Once everyone was over the fence, Rick began to dig out the bag of weapons he had hid before they entered. Agnes knelt over next to him, grabbing the knives she had put in there. Rick pulled out guns and rifles from the bag and held them out to the group.

"Use these rifles, take out the rest of them," Rick said.

"What?" Glenn asked, grabbing a rifle.

"They don't get to live."

"Rick, we got out. It's over."

"It's not over till they're all dead." Rick protested.

"The hell it isn't," Abraham spoke up now, "that place is on fire. Full of walkers. I'm not dicking around with this crap."

As the group disputed, Agnes heard a walker and saw it coming behind Daryl. She flung her knife at it, hitting dead-center between the eyes. Daryl grabbed her knife from the walker's head before it could fall over. He walked over, handing it to her, his attention on Rick and Abraham's words. Their words silenced, and then Agnes heard a chuckle. She whipped around, and her vision fogged a little. She got slightly dizzy, from sleep deprivation and the prolonged lack of food and water, but once her vision cleared, she couldn't believe her eyes.

Carol?

Before anyone processed what was happening, Daryl ran to her and engulfed her in a hug. It lasted a while, and everyone understood.Their hug seemed like something else, and she felt energy coming from them, warmth. She had always sensed something between them, security, emotional confidence, a strong bond. She eyed around, and her gaze met Agnes's. She smiled even more, and for the first time in weeks Agnes smiled, too.

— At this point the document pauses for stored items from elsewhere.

PR #9098, opened 2015-01-26
WIP: src: make build pass with GCC < 4.5

### LINKED ISSUE #9079: 0.11.15 binary linked against GLIBCXX_3.4.15 breaks centos 6.5 default support
It said gcc 4.2 or above is enough to compile the source, however the published binary linked against GLIBCXX_3.4.15 which is not included in gcc 4.4.7 shipped with Centos 6.5. (Might also breaks CentOS 6.6 as it's also shipped with gcc 4.4.7)
Is it intended? Will this also be true in 0.12 binary?
As CentOS 6.5 is still widely used in production environment, this requires compiling & install newer gcc or node by hand, which adds extra complexity in production environments. Is it possible to add some workaround about this?

misterdjules:
Building node with GCC > 4.4 on CentOS makes the node binary depend on a
more recent version of the C/C++ runtime that is not installed by
default on these older CentOS platforms, and probably on other platforms
as well.

Building node with the default gcc and g++ compilers that come with
these older versions of CentOS allows to ship a node binary that runs
out of the box on these setups with older C/C++ runtimes.

This change works around a bug that was fixed in GCC 4.5. Versions of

She pulled back from Daryl, and turned to Rick.

"Did you do that?" Rick asked, smiling. Carol nodded, smiling lightly, tears forming in her eyes. Rick hugged her.

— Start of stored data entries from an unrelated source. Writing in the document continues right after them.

PR #9104, opened 2015-01-27
Documentation update about Buffer initialization

### LINKED ISSUE #7230: new Buffer() can contain any content
When creating a new Buffer using "new Buffer(size)", the buffer can contain any data. I was assuming the buffer to contain just zeroes, but this assumption is not correct.

If this is behaviour is intended, e.g. because of performance concerns, please update the documentation to reflect the fact that the returned buffer may contain random values.

sarathms:
fixes #7230

### DIFF
--- a/doc/api/buffer.markdown
+++ b/doc/api/buffer.markdown
@@ -64,7 +64,7 @@ It can be constructed in a variety of ways.
 
 Allocates a new buffer of `size` octets. Note, `size` must be no more than
 [kMaxLength](smalloc.html#smalloc_smalloc_kmaxlength). Otherwise, a `RangeError`
-will be thrown here.
+will be thrown here. Unlike `ArrayBuffers`, the underlying memory for buffers is not initialized. So the contents of a newly created `Buffer` is unknown. Use `buf.fill(0)`to initialize a buffer to zeroes.
 
 ### new Buffer(array)
 


doc/api/buffer.markdown
```diff
@@ -64,7 +64,7 @@ It can be constructed in a variety of ways.
 
 Allocates a new buffer of `size` octets. Note, `size` must be no more than
 [kMaxLength](smalloc.html#smalloc_smalloc_kmaxlength). Otherwise, a `RangeError`
-will be thrown here.
+will be thrown here. Unlike `ArrayBuffers`, the underlying memory for buffers is not initialized. So the contents of a newly created `Buffer` is unknown. Use `buf.fill(0)`to initialize a buffer to zeroes.
```
cjihrig: I would just say:

The underlying memory of a `Buffer` is not initialized. If this behavior is desired, use `Buffer.prototype.fill()`.

sarathms: I added the 'Unlike ArrayBuffers... ' part as suggested by another core dev. I think it helps. If its the length, I can paraphrase it further. But the `Buffer.protoype.fill()` usage is inconsistent with rest of the documentation. Its gonna take a while to change all references to match it. What do you advice?

cjihrig: I don't see a real need to mention `ArrayBuffer`s at all, but I'm not strongly opposed to it. I guess it makes more sense to stick with the existing style of the docs.

sarathms: How about this?
>Unlike, the underlying memory of a Buffer is not initialized. Use 
`buf.fill(0)` to initialize a buffer to zeroes.
There's a comparison with ArrayBuffer in the explanation for `#slice` too. I'd say let's keep it.

cjihrig: @tjfontaine thoughts?

trevnorris: Please wrap at 80 chars.

trevnorris:
One style nit, but LGTM otherwise.

jasnell:
LGTM

jasnell:
Landed in 70efdf3

PR #9086, opened 2015-01-24
deps: upgrade npm to 2.3.0

othiym23:
As discussed on #9078, here is `npm@2.3.0`. `make test-npm` ran without issue on OS X Yosemite.

r=@misterdjules

PR #9107, opened 2015-01-28
test: make test-npm uses custom node, not global

misterdjules:
When running make test-npm, make would use the node binary available in
the PATH, which would most of the time not be the same binary as the one
built from the source tree from where the make test-npm command in run.

This can be confusing, as it can lead users to think that they tested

"You have to come with me."

***

After walking for a while, following Carol, they reached a small cabin. Standing outside of it, was Tyreese. Tyreese, holding baby Judith.

Baby Judith, alive and well.

Rick and Carl dropped everything, running over to her. Sasha ran to Tyreese.

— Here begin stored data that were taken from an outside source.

PR #9115, opened 2015-01-29
net: make Server.prototype.unref() persistent

cjihrig:
Currently, the `unref()` method does not remember any state if called before the server's handle has been created. This commit adds state to track calls to `ref()` and `unref()`.

Related to #7077. Replaces #8966


jasnell:
@cjihrig ... at this point do you still want to land this in v0.10?

cjihrig:
Nah, it landed in the converged repo.

PR #9116, opened 2015-01-29
console: allow Object.prototype fields as labels

### LINKED ISSUE #9069: console.timeEnd('hasOwnProperty') fails hilariously
Because the timers are currently stored as named properties of an object, timers with funny labels will result in `console.timeEnd` dutifully logging `NaNms`.

This affects `hasOwnProperty`, `__proto__` and likely anything else that lives on `Object.prototype`.

A solution would be using ES6 symbols when they land in node.

A workaround would be prefixing the property names with some arbitrary string (except `_`, which would re-create the problem for timers labelled `_proto__`) instead of using the label verbatim.

cjihrig:
`Console.prototype.timeEnd()` returns `NaN` if the timer label corresponds to a property on `Object.prototype`. This commit uses `Object.create(null)` to construct the `_times` object. This is not a proper fix for 0.10 because the older version of v8 includes a `__proto__` field. Closes #9069

### DIFF
--- a/lib/console.js
+++ b/lib/console.js
@@ -40,7 +40,7 @@ function Console(stdout, stderr) {
   Object.defineProperty(this, '_stdout', prop);
   prop.value = stderr;
   Object.defineProperty(this, '_stderr', prop);
-  prop.value = {};
+  prop.value = Object.create(null);
   Object.defineProperty(this, '_times', prop);
 
   // bind the prototype functions to this Console instance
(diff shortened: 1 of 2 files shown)


trevnorris:
LGTM

cjihrig:
Landed in 6c3647c38d73f729ce85633a0440cd939d93dea2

The icy, diminished feeling in Agnes's heart warmed a little, seeing a family reunited. She felt the love coming from them, the tears of joy. She felt herself feel again.

Then, it died down, back to the melancholic dullness. Her memories flooded back, thinking of her family.
Her family, if it could be called that. Before the world went to hell, Agnes lived with her two parents. She was an only child, living in picture-perfect White Suburbia, with two working parents. Her mother was a nurse, her father an accountant. The perfect, middle class couple had Agnes after they married, and after that, their relationship crumbled. Their love died down. Agnes, even at birth, it seemed, had brought nothing but melancholy and desolation to those around her. Her father began cheating on her mother when Agnes was only 2, and he had done so even up to the end of the world. Her mother acted like nothing was wrong, though. Agnes later figured that she did so because she didn't want Agnes to grow up with divorced parents. Towards her adolescence, Agnes had noticed the growing tension between her parents, and she couldn't help but think it was her fault. They kept having house parties, barbecues, being the envy of their equally fake friends, seeming like the perfect couple with the perfect house and the perfect child.

Agnes could have been considered the perfect child. Strikingly beautiful, outgoing and polite, the poster-child of academic excellence. She was the polar opposite of how she was now, the bitch-faced knife thrower who didn't take shit from anyone.